* _Exercise instructions_
Restate, word for word, every line of the data.
Start of Material for this task
PR #676, opened 2023-07-16
Fix meta data for EV Lapotron Crystal recipe

chochem:
As most players in IV+ know, you cant just make a pattern for the EV lapo from nei, as then the result wont be recognized but you have to do it manually. This is in fact caused by a small mistake in the recipe.

the recipe is defined without a meta value which defaults to null and actually crafting in the game one gets an item with negative durability (it fixes itself when used but wont be recognized by a normal automation)
image
image
it also shows incorrectly as full in NEI:
image

With this fix instead one gets the correct meta value of 26 corresponding to an empty crystal (durability 1): 
image
image
it also shows correctly in NEI:
image

But not just that, I tested the interaction with NEI and AE2: using the ? to define a pattern from NEI does in fact now work without any adjustments!

### DIFF
--- a/src/main/java/com/dreammaster/gthandler/recipes/AssemblerRecipes.java
+++ b/src/main/java/com/dreammaster/gthandler/recipes/AssemblerRecipes.java
@@ -931,14 +931,12 @@ public class AssemblerRecipes implements Runnable {
                 GT_ModHandler.getModItem(IronTanks.ID, "goldDiamondUpgrade", 1L, 0),
                 600,
                 120);
-
-        GT_Values.RA.addAssemblerRecipe(
-                new ItemStack[] { CustomItemList.RawLapotronCrystal.get(1L),
-                        GT_OreDictUnificator.get(OrePrefixes.circuit, Materials.Advanced, 2L) },
-                GT_Values.NF,
-                GT_ModHandler.getIC2Item("lapotronCrystal", 1L),
-                600,
-                1024);
+        GT_Values.RA.stdBuilder()
+                .itemInputs(
+                        CustomItemList.RawLapotronCrystal.get(1L),
+                        GT_OreDictUnificator.get(OrePrefixes.circuit, Materials.Advanced, 2L))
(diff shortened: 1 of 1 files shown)


src/main/java/com/dreammaster/gthandler/recipes/AssemblerRecipes.java
```diff
@@ -931,14 +931,12 @@ public void run() {
...
-                GT_Values.NF,
-                GT_ModHandler.getIC2Item("lapotronCrystal", 1L),
-                600,
-                1024);
+        GT_Values.RA.stdBuilder()
+                .itemInputs(
+                        CustomItemList.RawLapotronCrystal.get(1L),
+                        GT_OreDictUnificator.get(OrePrefixes.circuit, Materials.Advanced, 2L))
+                .itemOutputs(GT_ModHandler.getIC2Item("lapotronCrystal", 1L, 26)).noFluidInputs().noFluidOutputs()
+                .duration(30 * SECONDS).eut(TierEU.RECIPE_EV / 2).addTo(sAssemblerRecipes);
```
boubou19, line 939: TierEU.RECIPE_EV is corresponding to 1920 EU/t, so dividing it by 2 it's 960 EU/t, while the previous recipe had 1024 EU/t. Is it intended? Also, if anything, i'd rather make it run at 1920 EU/t with a 320 seconds duration (same power used in total) What do you think?

chochem: when this last came up I was corrected for using 1024 instead of 960. cant please everyone :)

I really dont care. I will make it 16 seconds at 15/16A then (not 320 seconds lul)

boubou19: oh sorry, did a silly mistake, i meant 320 ticks, so 16s yeah

boubou19 (approved):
End of Material for this task
* _Result of this task_
PR #676, opened 2023-07-16
Fix meta data for EV Lapotron Crystal recipe

chochem:
As most players in IV+ know, you cant just make a pattern for the EV lapo from nei, as then the result wont be recognized but you have to do it manually. This is in fact caused by a small mistake in the recipe.

the recipe is defined without a meta value which defaults to null and actually crafting in the game one gets an item with negative durability (it fixes itself when used but wont be recognized by a normal automation)
image
image
it also shows incorrectly as full in NEI:
image

With this fix instead one gets the correct meta value of 26 corresponding to an empty crystal (durability 1): 
image
image
it also shows correctly in NEI:
image

But not just that, I tested the interaction with NEI and AE2: using the ? to define a pattern from NEI does in fact now work without any adjustments!

### DIFF
--- a/src/main/java/com/dreammaster/gthandler/recipes/AssemblerRecipes.java
+++ b/src/main/java/com/dreammaster/gthandler/recipes/AssemblerRecipes.java
@@ -931,14 +931,12 @@ public class AssemblerRecipes implements Runnable {
                 GT_ModHandler.getModItem(IronTanks.ID, "goldDiamondUpgrade", 1L, 0),
                 600,
                 120);
-
-        GT_Values.RA.addAssemblerRecipe(
-                new ItemStack[] { CustomItemList.RawLapotronCrystal.get(1L),
-                        GT_OreDictUnificator.get(OrePrefixes.circuit, Materials.Advanced, 2L) },
-                GT_Values.NF,
-                GT_ModHandler.getIC2Item("lapotronCrystal", 1L),
-                600,
-                1024);
+        GT_Values.RA.stdBuilder()
+                .itemInputs(
+                        CustomItemList.RawLapotronCrystal.get(1L),
+                        GT_OreDictUnificator.get(OrePrefixes.circuit, Materials.Advanced, 2L))
(diff shortened: 1 of 1 files shown)


src/main/java/com/dreammaster/gthandler/recipes/AssemblerRecipes.java
```diff
@@ -931,14 +931,12 @@ public void run() {
...
-                GT_Values.NF,
-                GT_ModHandler.getIC2Item("lapotronCrystal", 1L),
-                600,
-                1024);
+        GT_Values.RA.stdBuilder()
+                .itemInputs(
+                        CustomItemList.RawLapotronCrystal.get(1L),
+                        GT_OreDictUnificator.get(OrePrefixes.circuit, Materials.Advanced, 2L))
+                .itemOutputs(GT_ModHandler.getIC2Item("lapotronCrystal", 1L, 26)).noFluidInputs().noFluidOutputs()
+                .duration(30 * SECONDS).eut(TierEU.RECIPE_EV / 2).addTo(sAssemblerRecipes);
```
boubou19, line 939: TierEU.RECIPE_EV is corresponding to 1920 EU/t, so dividing it by 2 it's 960 EU/t, while the previous recipe had 1024 EU/t. Is it intended? Also, if anything, i'd rather make it run at 1920 EU/t with a 320 seconds duration (same power used in total) What do you think?

chochem: when this last came up I was corrected for using 1024 instead of 960. cant please everyone :)

I really dont care. I will make it 16 seconds at 15/16A then (not 320 seconds lul)

boubou19: oh sorry, did a silly mistake, i meant 320 ticks, so 16s yeah

boubou19 (approved):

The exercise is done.